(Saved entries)
PR #2407, opened 2017-11-18
NLogTraceListener - set DisableFlush true by default

snakefoot:
NLog will automatically flush on AppDomain-shutdown, so going crazy and eating all threads when autoflush=true is not a good idea. See also #353

This gives a better out-of-box-experience, but also a breaking change, so should be deferred to NLog 4.5 or 5.0

Replaces  #2142


snakefoot:
Inspired by #2404 :)

304NotModified:
👍 good defaults are important

PR #2408, opened 2017-11-20
Feature 2049: Added DatabaseTargetWritten event to LogEventInfo w/ Tests

TimKielyVT:
I'm not crazy about putting the call the the event handler(s) within the transaction in DatabaseTarget.WriteEventToDatabase(). 
What do you think?
An alternative would be to create a temporary dictionary of output parameter values and use it to call the event handler(s) outside the TransactionScope and IDBCommand "using" blocks.

### DIFF
--- a/src/NLog/LogEventInfo.cs
+++ b/src/NLog/LogEventInfo.cs
@@ -151,6 +151,31 @@ namespace NLog
         }
 
         /// <summary>
+        /// The delegate for the DatabaseTargetWritten event.
+        /// </summary>
+        /// <param name="name"></param>
+        /// <param name="value"></param>
+        public delegate void DatabaseTargetWrittenHandler(string name, object value);
+
+        /// <summary>
+        /// The event called when a DatabaseTarget with an output parameter has been written to the database.
+        /// </summary>
+        public event DatabaseTargetWrittenHandler DatabaseTargetWritten;
+
+        /// <summary>
+        /// Used internally to call the client's event handler(s)
+        /// </summary>
+        /// <param name="name"></param>
+        /// <param name="value"></param>
+        internal void OnDatabaseTargetWritten(string name, object value)
+        {
+            if (DatabaseTargetWritten != null)
+            {
+                DatabaseTargetWritten(name, value);
+            }
+        }
+
+        /// <summary>
         /// Gets the unique identifier of log event which is automatically generated
         /// and monotonously increasing.
         /// </summary>
@@ -437,7 +462,13 @@ namespace NLog
         /// <returns>Instance of <see cref="LogEventInfo"/>.</returns>
         public static LogEventInfo Create(LogLevel logLevel, string loggerName, IFormatProvider formatProvider, object message)
         {
-            return new LogEventInfo(logLevel, loggerName, formatProvider, "{0}", new[] { message });
+            LogEventInfo retVal = new LogEventInfo(logLevel, loggerName, formatProvider, "{0}", new[] { message });
+            if (message is LogEventInfo)
+            {
+                LogEventInfo logEventInfo = message as LogEventInfo;
+                retVal.DatabaseTargetWritten = logEventInfo.DatabaseTargetWritten;
+            }
+            return retVal;
         }
 
         /// <summary>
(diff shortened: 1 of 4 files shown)


snakefoot:
@TimKielyVT Start with removing the code from LogEventInfo. The event-handler should not be there.

Then adjust DatabaseTarget so it is easy to override a method method to get the LogEventInfo just about to be written (with support for bulk-write).

Then it will be easy for you to inherit from the DatabaseTarget and override the method, and then do whatever crazy stuff you need when calling the base-method. Maybe perform a try-catch around the call of the base-method and notify when the call fails/succeeds.

TimKielyVT:
Hi Rolf,

Thanks for the feedback.

I'd appreciate any insights into the design of NLog that would help me
understand what features are a better fit for NLog.

Why do you say that the event doesn't belong on LogEventInfo?  I thought
that LogEventInfo properties are the way to get runtime data to target
parameters.  Is that correct?

All I'm trying to achieve is to get an output parameter back to the caller
without having to worry about the NLog targets when my code calls NLog,
e.g. "logger.Error(logEvent);".

Thanks again,
Tim

snakefoot:
@TimKielyVT Instead of adding the hook to LogEventInfo, then you should make the hook into the target that you want to hear from. Maybe creating a custom-target that inherits from databasetarget that exposes a global-event handler that provides the logeventinfo along with the exception.

Then the caller can just add hook into this global-event-handler and wait for the specific logeventinfo to be saved into the database.

304NotModified:
I think adding an event to the databasetarget is also fine to me, what do you think @snakefoot ?

snakefoot:
I prefer not to have event-handlers because they have funny dangling surprises. Instead I just think it should be easy to create a custom target based on databasetarget that the intercept the result of saving a bunch of LogEventInfos.

304NotModified:
> I prefer not to have event-handlers in the NLog-core, because they have funny dangling surprises. Instead I just think it should be easy to create a custom target based on databasetarget that the intercept the result of saving a bunch of LogEventInfos.

en what about writing back to the original log event info? (optional, default off)

snakefoot:
> en what about writing back to the original log event info? (optional, default off)

Usually the LogEventInfo should be seen as readonly, and should not be modified after being sent into the NLog-engine. It will have funny side-effects.

And because the author wants the return value from the database-sql-command returned then one cannot use wrapper-target (similar to the retrying-wrapper), as one wants to extract target-specific details about the result.

304NotModified:
> Usually the LogEventInfo should be seen as readonly, and should not be modified after being sent into the NLog-engine. It will have funny side-effects.

well modifying gives create opportunities, e.g. writing them to other targets afterwards

TimKielyVT:
If it is an event on the target, why would you want it to be a subclass of
DatabaseTarget?
I don't see an obvious place to persist the value of the output
parameter(DatabaseParameterInfo doesn't have a "Value" property).
So, I'd have to copy the implementation in DatabaseTarget just to add a
call to the event.

TimKielyVT:
What do you think of adding a 'Value' parameter to DatabaseParameterInfo?
No events are required and the client can retrieve the value of the output parameter after calls to a logging function.
For example:
```C#
DatabaseTarget dbTarget = (DatabaseTarget)LogManager.Configuration.FindTargetByName("DbTarget");
Logger logger = LogManager.GetCurrentClassLogger();
LogEventInfo logEvent = CreateExceptionDatabaseEvent(new Exception("More fun than a barrel of monkeys, ya'll."));
logger.Error(logEvent);
int errorId = Convert.ToInt32(dbTarget.Parameters.Where(p => p.Name == "@EventId").First().Value);
```

snakefoot:
> What do you think of adding a 'Value' parameter to DatabaseParameterInfo?

The more possible solutions you present, the more I think you are using NLog as the wrong hammer.

I believe in modifying the DatabaseTarget so it is easy to extract the return value of the stored-procedure for a CustomDatabaseTarget that inherits from DatabaseTarget.

Providing a highway for a logging-target to return user-defined values back to the original logger is not something that exist in NLog. Usually the point of logging is fire-and-forget, and not to meddle with target-specific-return-values.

* [Your assignment]:
Please output exactly the lines between the one holding "PR #2408, opened 2017-11-20" and the one holding "What do you think?" in the records above, inclusive, and nothing more.

* [Answer box]:
PR #2408, opened 2017-11-20
Feature 2049: Added DatabaseTargetWritten event to LogEventInfo w/ Tests

TimKielyVT:
I'm not crazy about putting the call the the event handler(s) within the transaction in DatabaseTarget.WriteEventToDatabase(). 
What do you think?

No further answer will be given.